With some 30 per cent of Catalan voters still telling pollsters they are undecided, it remains to be seen whether the incumbent nationalist president, Artur Mas, has pulled off the emphatic victory he was seeking or has shot himself spectacularly in the foot.
Polls show Mr Mas’ Convergencia i Unio party winning 62 seats, the same as they held when the election was called two months ago and six short of the absolute majority Mr Mas claimed he needed for the independence movement to have credibility in the eyes of Europe.
Mr Mas, right, himself says an absolute majority is probably out of reach and is calling instead for “an exceptional majority”.
The lack of a majority and the large number of undecided voters raises the spectre of coalition government. During his two years in government Mr Mas has relied on the votes of the right-wing Partido Popular to push through spending cuts. However, while CiU and PP are of one mind on fiscal matters, the PP is resolutely against Catalan independence. Mr Mas has publicly stated that he would not countenance a coalition with them in the next administration.
That leaves him with the prospect of joining forces with the rejuvenated Esquerra Republicana (Republican Left), rescued from the wilderness by the independence movement. Some polls even put Esquerra in second place, ahead of the Socialists.

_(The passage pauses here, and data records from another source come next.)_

PR #893, opened 2026-05-10
GizmoSQL: add support for specifying storage version in util.sh

prmoore77:
In this PR, I am updating the GizmoSQL server start line to use the latest version for the database file format.

### DIFF
--- a/gizmosql/util.sh
+++ b/gizmosql/util.sh
@@ -12,6 +12,7 @@ start_gizmosql() {
     nohup gizmosql_server \
         --username ${GIZMOSQL_USER} \
         --database-filename clickbench.db \
+        --storage-version latest \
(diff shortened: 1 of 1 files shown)


rschu1ze:
Wondering why the server doesn't use the latest format version by default?

prmoore77:
> Wondering why the server doesn't use the latest format version by default?

Hi @rschu1ze - DuckDB does the same thing also - they default to an older file format.  We were using their defaults.  I just shipped GizmoSQL server v1.26.0 - which added the ability to set the --storage-version arg - like the DuckDB CLI has.

See this line in their ClickBench script:
https://github.com/ClickHouse/ClickBench/blob/8cefe9d34c70656680ed4a95010b83381894f334/duckdb/benchmark.sh#L12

Esquerra is and always has been pro-independence but its leader, Oriol Junqueras, says his party will vote against further public spending cuts. However, the first task facing the next Catalan government is how to save €1.6 billion (£1.3bn) to meet its deficit target, which Mr Mas plans to achieve with more cuts.

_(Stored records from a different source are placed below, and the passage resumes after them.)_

PR #836, opened 2026-04-28
Add ParticleDB ClickBench results

nohup23:
Adds ParticleDB ClickBench results on c8g.metal-48xl.\n\nSummary:\n- System: ParticleDB\n- Machine: c8g.metal-48xl\n- Result date: 2026-03-29\n- Includes load time from hits.parquet\n- Tags: Rust, column-oriented, HTAP, Arrow\n- Not tagged in-memory\n\nThe generated data row places ParticleDB at #1 on the current Combined list in this checkout.

PR #895, opened 2026-05-11
Add ZigHouse

donge:
## Summary
- Add ZigHouse as a ClickBench entry using a fixed Linux x86_64 release binary.
- Include runner scripts compatible with ClickBench's shared benchmark driver.
- Include AWS `c6i.4xlarge` results from the 2026-05-11 run.

## Notes
The result uses `c6i.4xlarge` because `c6a.4xlarge` was unavailable in the AWS China regions used for this run.

Release binary:
https://github.com/donge/zighouse/releases/tag/v0.1.0-clickbench

SHA256:
5a779eacf87082eeeb13b336d6f798a0399593c29b5a586ab67202104396dc83


rschu1ze:
Is there a homepage or GitHub repository for ZigHouse? https://github.com/ClickHouse/ClickBench/pull/836 made me a bit sceptical about submissions that only come with a download but not homepage/repository.

alexey-milovidov:
I'm in favor of accepting everything that works at least occasionally. I like looking at experimental, obscure, discontinued, historical, and even crackpot databases: https://presentations.clickhouse.com/2018-unknown_developers_reissue/

Just take care when testing - use only isolated machines.
We can do forensic analysis as well :)

donge:
Thanks for your feedback. I will try to make the submission satisfy the project requirements as much as possible.
ZigHouse is still experimental at this stage, so let me briefly explain what it is.

I have been a long-time ClickHouse user, and I learned a lot from ClickHouse's design while using it. ZigHouse is an attempt to build a lightweight single-node analytical database inspired by column-oriented execution, vectorized data processing, and SIMD-friendly kernels.

I also used DuckDB as an important reference point when comparing the design and behavior. At the current stage, ZigHouse is closer to a non-general-purpose, embedded DuckDB-like analytical engine rather than a mature database system.

The main target use case is lightweight embedded analytics on structured wide tables, especially time-related analytical workloads with scans, aggregations, Top-K queries, and unique/distinct-style computations.
The repository is here:
https://github.com/donge/zighouse

The slides looks fun, let me check and update the progress, Thank you all

donge:
Here is a simple homepage https://donge.github.io/zighouse/

alexey-milovidov:
The scripts work.

alexey-milovidov:
Added a result here: https://github.com/ClickHouse/ClickBench/pull/898

donge:
Thanks Alexey, truly impressive with your productivity as CTO coder

alexey-milovidov:
ZigHouse hardcodes the set of ClickBench queries and can't process any other query, so we will have to remove it.

donge:
Sure,  ZigHouse is still being built bottom-up right now. 

My goal is to set the fastest possible baseline so we don't see any performance drops when integrating generic path later on. this time only have an executor for now, without a complete SQL AST parser. 
I will make it work with common SQL next time. anyway, thanks for providing a project like this—it sets a great common benchmark.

Mr Mas has run this as a single-issue, nationalist campaign but it has evolved into a tussle over the national question on the one hand and social issues on the other. The undecided, it appears, want to vote for both, that is: No to spending cuts and Yes to a referendum on independence. This is bad news for Mr Mas. Some 32 per cent say they are torn between CiU, which only offers the latter, and Esquerra which offers both, while 24 per cent can’t make up their minds between the Socialists – no cuts, no referendum – and the Greens, who oppose spending cuts and are agnostic on independence.
Meanwhile, the far-left, pro-independence Candidatura d’Unitiat Popular offers both, as well as a commitment to clean up Catalan politics and reopen corruption cases.